** What you need to do **
Scan the entries below and extract each line with the word "compose" in it.

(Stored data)
_ _ _
PR #650, opened 2026-07-09
feat(c3): GGUF route-G fit + compose emit

noonghunna:
## Summary
Phase 4 of the c3 UI/UX plan — **GGUF route-G**.

1. **GGUF fit** — `CockpitData.byo_check_gguf` (selected quant size + card VRAM headroom); never hits the vLLM/safetensors deriver `unsupported-format` wall
2. **Download** — reuses existing Bring `[D]` / pull lock / % / cancel (#643–#645); size from GGUF inventory pick
3. **Serve compose emit** — `emit_gguf_compose` clones a GGUF-engine sibling compose (`llama-cpp` / `ik-llama` / `beellama`), rewrites `--model` → brought `.gguf` (+ optional mmproj)

## Stack
- Branched from **`c3-uiux-phase3`** tip (phases 1–3 not yet on master); PR base = `c3-uiux-phase3` so the stack stays linear.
_ _ _
** Answer for the task **
feat(c3): GGUF route-G fit + compose emit
3. **Serve compose emit** — `emit_gguf_compose` clones a GGUF-engine sibling compose (`llama-cpp` / `ik-llama` / `beellama`), rewrites `--model` → brought `.gguf` (+ optional mmproj)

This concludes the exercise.